Emeritus Professor MaryAnn Bin-Sallik AO has played a monumental role in the advancement of Aboriginal studies. She has been part of government committees of inquiry into Aboriginal employment; discrimination in employment; and the forced removal of Aboriginal and Torres Strait Islander children.

Professor Bin-Sallik spent 17 years in the health care sector. She was the first Aboriginal resident of Darwin to graduate as a nurse and then became first Indigenous worker in Australian higher education. She was the first Indigenous Australian to earn a doctorate from Harvard University in Boston, and that passion for education brought her back to Australia where she was appointed Senior Lecturer in Aboriginal Studies at the South Australian College of Advanced Education. She became Head of the School of Aboriginal Studies and Teacher Education at the University of South Australia in 1990.

She has been an active researcher into contemporary Aboriginal identity in Broome and Darwin and the influences of Asian migration in those areas.
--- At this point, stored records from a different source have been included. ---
PR #866, opened 2020-12-27
Update consts.py

guillem-palau-salva:
I noticed that type 4 is added in the revlog when rescheduling. Reviews are logged as 0 time and type 4. I am not sure when such feature was introduced but I see it is not documented.


dae:
It's listed in revlog.rs as "Manual", as is "manually rescheduled". No objections to adding it to consts.py, but you'll need to add yourself to CONTRIBUTORS.

guillem-palau-salva:
done. I think it may be useful to have it here as well. We may save some time for anybody who wants to check that and doesn't look at the Rust code.

PR #867, opened 2020-12-27
split repo deps  as pylib_dep and desktop_dep

cecini:
For use pylib_deps.bzl and pylib_defs.bzl in the other project such as ankisyncserver

### DIFF
--- a/BUILD.bazel
+++ b/BUILD.bazel
@@ -9,11 +9,11 @@ config_setting(
 
 genrule(
     name = "buildinfo",
-    srcs = ["//:defs.bzl"],
+    srcs = ["//:pylib_defs.bzl"],
     outs = ["buildinfo.txt"],
     cmd = select({
-        "release": "$(location //scripts:buildinfo) $(location //:defs.bzl) bazel-out/stable-status.txt release > $@",
-        "//conditions:default": "$(location //scripts:buildinfo) $(location //:defs.bzl) bazel-out/stable-status.txt devel > $@",
+        "release": "$(location //scripts:buildinfo) $(location //:pylib_defs.bzl) bazel-out/stable-status.txt release > $@",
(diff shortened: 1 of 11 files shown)


dae:
Hi Cecini,

I'm not sure there's much value in this:

- if you want to consume pylib without changes, you can use the pre-built wheels on pypi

She has continued her advocacy for Indigenous participation in higher education and has served on numerous national and state committees.

She has been a member of the National Population Council, and the Council of the Institute of Aboriginal Studies (now the Australian Institute of Aboriginal and Torres Strait Islander Studies). She was a Co-Commissioner for the Human Rights Commissions' Enquiry into the Forced Removal of Aboriginal and Torres Strait Islander Children. In 2016 she was named as the National Aborigines Day Observance Committee - NAIDOC’S  - female Elder of the year. In the Australia Day Awards early in 2017 Emeritus Professor MaryAnn Bin-Sallik was awarded an Order of Australia for her passion for education and for the participation of Aboriginal people in that education.